In a second step, these test messages are reformatted to fit the brute-forcing tool’s input format. Therefore, I wrote a script in Perl. It reads bit strings (“101001…”), hex strings (“0xdeadbeef…”) and comma-separated lists of hex values (“0x23, 0x42, 0x5”) and reformats them to either a hex or a bit string.
$ perl ../rewrite-as.pl bits testmessage_1 | tee testmessage_1.bits 01101100100000111010000110001101011110000000001001111111010 00010000000011001011001001100110111111000001101000101000101 11010111001110001101101100101110111101101010010010011100111 01000000111000111100001001110100011011000100100110110100011 01101100000101110101100110010100111001011100001011100000001 01101010000001110101111011010010001100101001111101011001001 10001010111101100101000011100011111011100000110001000010010 01101110101110000111001001111101011101011110110101001111001 10011010011110000101100010000111011100001110010010101110000 11011101101010011010011100100111010100011100001100000110111
Finally, we launch the CRC brute-forcing tool, which requires specifying several offsets: The tool needs to know, where the message’s CRC relevant portion starts and stops and where the checksum is placed. When reverse engineering a telegram format, one might determine the checksum part without problems. This is caused by the CRC algorithm’s property that it is a Galois type shift register, which produces pseudo-random numbers. But it loops not on its own. Instead the algorithm is fed with message bits. Thus, the checksum looks more random than the rest of the message.

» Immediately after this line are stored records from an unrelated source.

PR #218, opened 2026-07-02
fix: redact authorization tokens from trace logs

EddieHouston:
fixes #215.

### Description

The `authorization` token added via `AuthProvider` (#194) was logged verbatim
at TRACE level in `call` and `batch_call`, since both traced the raw wire
bytes.

This redacts the token before serialization instead of inspecting serialized
bytes:

- new crate-private `Request::redacted` returns a copy of the request with the
  token replaced by `<REDACTED>`
- `call` traces the redacted request; `batch_call` collects its requests into
  a `Vec` and derives both the wire bytes and the trace output from it

### Notes to the reviewers

Redacting the struct before serialization removes the JSON re-parse and the
fail-closed path of the previous approach, and keeps the trace line in the
same field order as the wire format. `batch_call` still attaches the token
only to the first request of the batch.

### Changelog notice

```
### Fixed

- Fix `authorization` token leaking into TRACE logs in `call` and `batch_call` #218

```

#### All Submissions:

#### Bugfixes:

* [ ] This pull request breaks the existing API
* [x] I've added tests to reproduce the issue which are now passing
* [x] I'm linking the issue being fixed by this PR

### DIFF
--- a/src/raw_client.rs
+++ b/src/raw_client.rs
@@ -912,7 +912,7 @@ impl<T: Read + Write> ElectrumApi for RawClient<T> {
     }
 
     fn batch_call(&self, batch: &Batch) -> Result<Vec<serde_json::Value>, Error> {
-        let mut raw = Vec::new();
+        let mut requests = Vec::new();
 
         let mut missing_responses = Vec::new();
         let mut answers = BTreeMap::new();
@@ -951,15 +951,27 @@ impl<T: Read + Write> ElectrumApi for RawClient<T> {
 
             self.waiting_map.lock()?.insert(req.id, sender);
 
-            raw.append(&mut serde_json::to_vec(&req)?);
-            raw.extend_from_slice(b"\n");
+            requests.push(req);
         }
 
         if missing_responses.is_empty() {
             return Ok(vec![]);
         }
 
-        trace!("==> {}", String::from_utf8_lossy(&raw));
+        let mut raw = Vec::new();
+        for req in &requests {
+            raw.append(&mut serde_json::to_vec(req)?);
+            raw.extend_from_slice(b"\n");
+        }
+
+        trace!(
+            "==> {}",
+            requests
+                .iter()
+                .map(|req| serde_json::to_string(&req.redacted()))
+                .collect::<Result<Vec<String>, _>>()?
+                .join("\n")
+        );
 
         let mut stream = self.stream.lock()?;
         stream.write_all(&raw)?;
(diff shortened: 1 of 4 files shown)


EddieHouston:
note... had to pin zeroize in new commit due to MSRV:  
image

src/raw_client.rs
```diff
@@ -1439,6 +1484,46 @@ mod test {
             .expect("should build the `RawClient` successfully!")
     }
 
+    #[test]
+    fn test_redact_authorization() {
+        let raw = br#"{"jsonrpc":"2.0","id":1,"method":"server.version","params":[],"authorization":"Bearer secret-token"}"#;
+        let redacted = redact_authorization(raw);
+        let request: serde_json::Value = serde_json::from_slice(&redacted).unwrap();
+
+        assert_eq!(request["authorization"], "<redacted>");
```
sdmg15: nit: I think we can use the constant value `REDACTED_AUTHORIZATION` here

sdmg15 (commented):
tAck ab750e3b5110c32507e278bfc747d421aa83f0f8.

I also tested a case in batch requests where one is valid json and another is not and in the logs we have `==> <request redaction failed>`

src/raw_client.rs
EddieHouston: Good catch, done. Both test assertions now use REDACTED_AUTHORIZATION.

oleonardolima:
@EddieHouston I did pushed a commit to fix the CI, and some others with a different approach. Let me know what you think.

I don't want this one to be a breaking change, so we can have it as patch release. However, I think the ideal solution would be to have this constraint at type level as follow-up.

oleonardolima:
ping @luisschwab

luisschwab:
@oleonardolima missing the changelog entry

EddieHouston:
> @EddieHouston I did pushed a commit to fix the CI, and some others with a different approach. Let me know what you think.
> 
> I don't want this one to be a breaking change, so we can have it as patch release. However, I think the ideal solution would be to have this constraint at type level as follow-up.

Fine with me, as long as it builds... pinning whatever needs to is great 👍

sdmg15 (approved):
re-tAck https://github.com/bitcoindevkit/rust-electrum-client/pull/218/changes/77f9c784f461392024aafb67ae96b55062434431

oleonardolima (approved):
self-ACK 77f9c784f461392024aafb67ae96b55062434431

Issue #8414, opened 2020-06-11
Label Experience Level Scale in User Settings


michael-tharrington:
**Is your feature request related to a problem? Please describe.**

Yes, as a user it's unclear how the 1-5 experience scale (Content Customization) is meant to be interpreted in https://dev.to/settings/ux. It's not clearly stated the 1 is for novices and 5 for experts; folks could misinterpret this and think that is 1 is expert and 5 novice.

**Describe the solution you'd like**

I think we should label each number in the scale to correspond to the labeled scale in our [moderation panel](https://dev.to/devteam/changelog-updated-mod-tooling-1ill) (see figure 1).

**Additional context**

Figure 1:

![mod panel experience level scale](https://user-images.githubusercontent.com/16007075/84413563-c9813900-abde-11ea-8bc2-68c9c8095e90.png)

It might look vaguely like this:

![experience scale in settings](https://user-images.githubusercontent.com/16007075/84413936-4dd3bc00-abdf-11ea-9300-24b70943e836.png)

I think it'd be fine to put the text inside each button or underneath, whichever looks better.

rhymes:
Thanks for the issue! We'll take your request into consideration and follow up if we decide to tackle this issue.

To our amazing contributors: issues labeled `type: bug` are always up for grabs, but for feature requests, please wait until we add a `ready for dev` before starting to work on it.

To claim an issue to work on, please leave a comment. If you've claimed the issue and need help, please ping @thepracticaldev/oss and we will follow up within 3 business days.

For full info on how to contribute, please check out our [contributors guide](https://github.com/thepracticaldev/dev.to/blob/master/CONTRIBUTING.md).

nickytonline:
I think labelling these is a good idea to avoid confusion of the scale.

Oghenebrume50:
@rhymes I will like to work on this

Ridhwana:
@Oghenebrume50 I've assigned the issue to you 😊

rahuldkjain:
I would love to work on this issue

rhymes:
@rahuldkjain I've assigned you to the issue :) Thank you!

rhymes:
Wasn't this solved by https://github.com/thepracticaldev/dev.to/pull/8454 ?

cc @Oghenebrume50 @jacobherrington

Oghenebrume50:
Yes it was @rhymes the PR was merged it shows up on the website too :+1:

rhymes:
[...]

PR #8454, opened 2020-06-12
Label Experience Level Scale in User Settings

Oghenebrume50:

- [ ] Refactor
- [x] Feature
- [ ] Bug Fix
- [ ] Optimization
- [ ] Documentation Update

## Description
According to this issue, #8414 wish I think is a pretty good suggestion, I added labels to the user coding experience in the settings to make it more descriptive for users to select their appropriate experience, without any confusion.

How it looks on a desktop screen
shotdev

How it looks on smaller screens
devshotmobile

## Added tests?
- [ ] yes
- [ ] no, because I need help

## Added to documentation?
- [ ] docs.dev.to
- [ ] readme
- [x] no documentation needed


Oghenebrume50:
@rhymes

Oghenebrume50:
Thank you @rhymes I look forward to contributing more

app/helpers/application_helper.rb
```diff
@@ -15,6 +15,10 @@ def user_logged_in_status
     user_signed_in? ? "logged-in" : "logged-out"
   end
 
+  def user_experience_labels
+    %w[Novice Beginner Mid-level Advanced Expert]
+  end
```
vaidehijoshi, line 20: Since this is only used in the `users/_ux.html.erb` view, it might make more sense for this to live in its own helper file? Usually when I see a helper in `ApplicationHelper`, it signals to me that it is used throughout the entire app, but since this one is much more specific and is only used in one place, it feels a bit lightweight for this file :) If you did put it in a separate file, you could also extract out the `%w[1 3 5 8 10]` array from [here](https://github.com/thepracticaldev/dev.to/pull/8454/files#diff-46a748ce93f3baf80ce27713e044542cR50), if you wanted! You could also just put this array inline, too.

Not a blocker for merging this PR, though!

Oghenebrume50: So I tried putting the array inline but that did not work, erblint kept throwing errors I would try putting it in a separate helper file though

Oghenebrume50: I have done the update to separate modules

Oghenebrume50: > Since this is only used in the `users/_ux.html.erb` view, it might make more sense for this to live in its own helper file? Usually when I see a helper in `ApplicationHelper`, it signals to me that it is used throughout the entire app, but since this one is much more specific and is only used in one place, it feels a bit lightweight for this file :) If you did put it in a separate file, you could also extract out the `%w[1 3 5 8 10]` array from [here](https://github.com/thepracticaldev/dev.to/pull/8454/files#diff-46a748ce93f3baf80ce27713e044542cR50), if you wanted! You could also just put this array inline, too.
> 
> Not a blocker for merging this PR, though!

@rhymes @vaidehijoshi I have done the update to a separate module, but now I am not sure why Travis is failing.

rhymes: unfortunately it's a flaky spec! Restarted!

app/helpers/ux_helper.rb
```diff
@@ -0,0 +1,9 @@
+module UxHelper
```
rhymes, line 1: Can we rename this as `SettingsHelper` or `UsersHelper`, something a bit more generic? I'm saying this because `UX` also means user experience in the context of design of the user experience and it can be a bit confusing. As it's a helper that's used in what it's technically the settings maybe we can name it that.

Let me know what you think

benhalpern:
Yeah this looks great, but agree with @rhymes idea to rename that module.

app/helpers/ux_helper.rb
Oghenebrume50: I think you are right, and I feel ```SettingsHelper``` is better so I renamed it already to that @rhymes

PR #8295, opened 2020-06-05
Adds config.hosts option in development environment

fdoxyz:
## What type of PR is this? (check all applicable)

- [ ] Refactor
- [ ] Feature
- [x] Bug Fix
- [ ] Optimization
- [ ] Documentation Update

## Description

Rails 6 introduced a security configuration to whitelist requests coming with a custom host. When working in development we sometimes want to use services like [ngrok](https://ngrok.io) or [xip.io](http://xip.io) to access our local dev server from other devices.

This only affects the development environment.
 
Screen Shot 2020-06-05 at 08 27 18
Screen Shot 2020-06-05 at 08 20 23

## Added tests?

- [ ] yes
- [x] no, because they aren't needed
- [ ] no, because I need help

## Added to documentation?

- [ ] docs.dev.to
- [ ] readme
- [x] no documentation needed

## [optional] Are there any post deployment tasks we need to perform?

None

## [optional] What gif best describes this PR or how it makes you feel?

you dont recognize me, do you

PR #8677, opened 2020-06-15
Update config.hosts for GitPod

### LINKED ISSUE #8458: Add config.hosts instructions to GitPod Installation docs
**Describe the bug**
Opening DEV in Gitpod from with https://gitpod.io/#https://github.com/thepracticaldev/dev.to leads to a `Blocked Host` error after a successful install of everything and `bin/startup` (Screenshot below). This is due to `Host Authorization` in Rails 6 where `config.hosts` needs to be configured. 

It would be nice to have a helpful indication in the GitPod docs about this process and where to place the line. A new entry needs to be created in `application.yml` with `APP_DOMAN: <URL>` where the URL is the one mentioned in the error message within `" "`. Not sure if the GitPod file can be configured to do this automatically or not.

**To Reproduce**

1. Open https://gitpod.io/#https://github.com/thepracticaldev/dev.to and wait for installation and `bin/startup` to complete.
2. Open the Browser Preview tab if it doesn't open automatically.
3. A similar error with `Blocked Host` will be printed.

**Expected behavior**
Either the `APP_DOMAN` env var is automatically configured or there are instructions printed in docs and in GitPod console to do the task before `bin/startup` runs.

**Screenshots**
image

**Additional context**
Should perform a checkup if the process can be automated.

citizen428:

- [X] Developer Experience
- [X] Bug Fix

## Description

Rails 6 only allows requests from localhost, for accepting requests from other hosts config.hosts needs to be set. #8295 addresses this for our local development workflow and this PR fixes the issue on GitPod as well. This also includes the changes made by @snackattas in #8335 as I couldn't continue without them.

Closes #8458

## QA Instructions

* Start workspace on GitPod and make sure it works.

## Added tests?

## Added to documentation?

- [X] no documentation needed


config/environments/development.rb
```diff
@@ -75,6 +75,9 @@
   config.action_mailer.perform_caching = false
 
   config.hosts << ENV["APP_DOMAIN"] unless ENV["APP_DOMAIN"].nil?
+  if (gitpod_workspace_url = ENV["GITPOD_WORKSPACE_URL"])
```
citizen428, line 78: I'm not super happy about having this in` development.rb`, but I didn't feel like doing anything too clever given that Github Codespaces could conceivably replace Gitpod in the not too distant future.

.gitpod.dockerfile
```diff
@@ -2,8 +2,13 @@ FROM gitpod/workspace-postgres
 
 # Install Ruby
 ENV RUBY_VERSION=2.7.1
+RUN rm /home/gitpod/.rvmrc && touch /home/gitpod/.rvmrc && echo "rvm_gems_path=/home/gitpod/.rvm" > /home/gitpod/.rvmrc
 RUN bash -lc "rvm install ruby-$RUBY_VERSION && rvm use ruby-$RUBY_VERSION --default"
 
+# Install Node
+ENV NODE_VERSION=12.16.3
```
rhymes, line 9: can we read from `.nvmrc` here?

citizen428: Probably could, like I said I just pulled all of this in from @snackattas branch.

snackattas:
Thanks for getting my changes out with yours, appreciate it!

citizen428:
@snackattas Thanks for making them in the first place, very helpful! 😃

PR #8684, opened 2020-06-15
Footer redesign

ludwiczakpawel:

- [x] Refactor
- [x] Feature

## Description

This PR redesigns the footer.

🚨 This PR should be merged **AFTER** #8234 

image

## Added tests?

- [ ] yes
- [ ] no, because I need help

## Added to documentation?

- [ ] docs.dev.to
- [ ] readme
- [x] no documentation needed


app/views/layouts/_footer.html.erb
```diff
@@ -1,10 +1,49 @@
...
+
+      <div>
+        <a href="/sponsors" class="crayons-link crayons-link--block">Sponsors</a>
+        <% if SiteConfig.shop_url.present? %>
+          <a href="<%= SiteConfig.shop_url %>" class="crayons-link crayons-link--block"><%= community_name %> Shop</a>
+        <% end %>
+      </div>
+    </nav>
+
+    <img src="<%= asset_path("footer-sloan.png") %>" alt="" width="52" height="120" class="crayons-footer__mascot">
```
rhymes, line 46: this should probably be generalized somehow, as not all communities will have Sloan as a mascot

nickytonline: We can do that in another PR as part of the Forem initiative for generalizing things.

thomasbnt:
Okay this is cute :octopus: 
image

nickytonline:
@ludwiczakpawel, you could change the z-index on the footer, but not sure if that's what we'd want to go for.

Jun-15-2020 14-01-33

The other option might be to not make the reactions and right sidebar non-sticky but I'm guessing that is off the table?

ludwiczakpawel:
> I noticed one issue in the article page where the footer gets hidden by the sidebar article boxes

> change the z-index on the footer, but not sure if that's what we'd want to go for.

@rhymes @nickytonline that's why I mentioned in the PR description that this should be merged AFTER we have new [article design merged](https://github.com/thepracticaldev/dev.to/pull/8234) :D. this overlapping bug will not be a problem then :) 

> I do have one general question though: shouldn't we remove infinite scrolling before we release the updated footer?

@rhymes I don't think it's needed for this PR, or am I missing something?

app/views/layouts/_footer.html.erb
ludwiczakpawel: Agree but I have no idea how to "generalize" it... I mean it's hard to expect every community will have this kind of "hanging mascot" for footer... On the other hand I think it's a nice touch and wouldn't like to drop it from DEV for sake of generalization... Any thoughts? Ideas? Should we maybe have some sort of "community.scss" file which could potentially include all these kind of community-specific style overwrites? Not sure if I like it, but I also can't think of an alternative...

ludwiczakpawel: cc @benhalpern thoughts on this?

nickytonline:
> @rhymes @nickytonline that's why I mentioned in the PR description that this should be merged AFTER we have new [article design merged](https://github.com/thepracticaldev/dev.to/pull/8234) :D. this overlapping bug will not be a problem then :)

Ahh sorry, missed that comment @ludwiczakpawel.

app/views/layouts/_footer.html.erb
benhalpern: This wouldn't be a style override.

Would end up being like `<%= cloudinary(SiteConfig.footer_mascot_image_url) %>`... We already do that with other mascot instances via `mascot_image_url` so this is a specialized config.

It will require a separate PR. It's straightforward but definitely outside of scope for a designer so I'll whip it up....right now and will be ready when you come back to this tomorrow.

benhalpern: Okay cool, #8692 solves this problem so we can get that merged asap... Note that I named it `mascot_footer_image_url` instead of what I wrote above.

rhymes:
> @rhymes I don't think it's needed for this PR, or am I missing something?

That's why I asked. I think this footer won't be reachable in the homepage leading to some people questioning why we have a footer at all as it already happened numerous times. What i mean is: we should probably merge a fix for the infinite scrolling BEFORE merging the footer redesign.

But let's not that be a blocker 👍

ludwiczakpawel:
@rhymes I think footer redesign is one thing and infinite scroll is completely separate thing. I'd say it's more of a feed issue rather than footer itself. Footer is indeed impacted by this but only on limited number of views. I think I wouldn't make those two dependent.

benhalpern:
Footer links are also available in two other accessible places on the home page besides the footer itself.... So I don't think we _need_ to rush that. It should be a more involved product decision.

Btw, mascot PR is merged, and we'll also want to do a final pass in terms of temporary CSS which could help this cleanly deploy.

ludwiczakpawel:
Sweet! I think we could ship it right after #8234 .

nickytonline:
Just a couple of conflicts to sort out @ludwiczakpawel, but aside from that, this is good to go.

benhalpern:
Okay I think we can ship on this as soon as the hardcoded sloan is changed to `mascot_footer_image_url` and the conflicts are changed.

Since this is below the fold old not layout-oriented. We can handle some edge case CSS issues, so I'd say we're good to go here once that stuff gets taken care of.

ludwiczakpawel:
@benhalpern @nickytonline conflicts resolved and mascot is now using `SiteConfig`. ready for merge I guess..

PR #8685, opened 2020-06-15
Routine rubocop fixes

rhymes:

- [ ] Refactor
- [ ] Feature
- [ ] Bug Fix
- [x] Optimization
- [ ] Documentation Update

## Description

Routine Rubocop fixes, this time as we merged https://github.com/thepracticaldev/dev.to/pull/8638 and https://github.com/thepracticaldev/dev.to/pull/8643


app/models/feedback_message.rb
```diff
@@ -1,9 +1,9 @@
 class FeedbackMessage < ApplicationRecord
   resourcify
 
-  belongs_to :offender, foreign_key: "offender_id", class_name: "User", optional: true, inverse_of: :offender_feedback_messages
-  belongs_to :reporter, foreign_key: "reporter_id", class_name: "User", optional: true, inverse_of: :reporter_feedback_messages
-  belongs_to :affected, foreign_key: "affected_id", class_name: "User", optional: true, inverse_of: :affected_feedback_messages
+  belongs_to :offender, class_name: "User", optional: true, inverse_of: :offender_feedback_messages
```
mstruve, line 4: Since we are on Rails 6, does it just assume these values now based off the object name?

rhymes: It's not related to Rails 6, it was already the default in Rails 5.2. Basically Rails already assumes the default name of the foreign key is `#{name}_id`

PR #8693, opened 2020-06-15
Optimization: Remove unused indexes from Postgres

mstruve:
- [x] Optimization

## Description
These 3 indexes according to Postgres are unused and 2 of them take up more than a gig of space so I have chosen to remove them. 
Screen Shot 2020-06-15 at 4 34 26 PM

alt_text


rhymes:
@maestromac that table is huuuuge :D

$ ./bruteforce-crc --width 10 --start 0 --end 49 --offs-crc 49 \ --file testmessage_1.bits --probe-reflections true number of threads : 4 width : 10 bits CRC's offset : 49 calc CRC for bit offsets : 0 .. 49 (not included) final XOR : 0 reflect in : false reflect out : false truncated polynom : from 0 to 1023 (MSB not shown) initial value : from 0 to 1023 probe reflections : true probe final xor : false extracted crc 03fa extracted crc 0145 extracted crc 00e7 extracted crc 01a3 extracted crc 0301 extracted crc 02c9 extracted crc 0212 extracted crc 0279 extracted crc 0170 extracted crc 0037 ----------------------[ MATCH ]-------------------------------- Found a model for the CRC calculation: Truncated polynom : 0xbd (189) Initial value : 0x95 (149) Final XOR : 0x0 (0) Reflected input : false Reflected output : false Message offset : from bit 0 .. 49 (end not included)
The brute-forcing tool extracts the checksum field at the specified offset and compares the calculated CRCs with the extracted CRCs. If a CRC matches the extracted one, the tool continues with testing the other messages. And finally, if a CRC parameter set satisfies all messages a CRC model is found.
If you have to reverse engineer an undocumented bus-protocol or some radio messages and don’t want to reconstruct the CRC parameters by putting on one's thinking cap, you might need such a tool, too. Therefore, I published the code on github.com.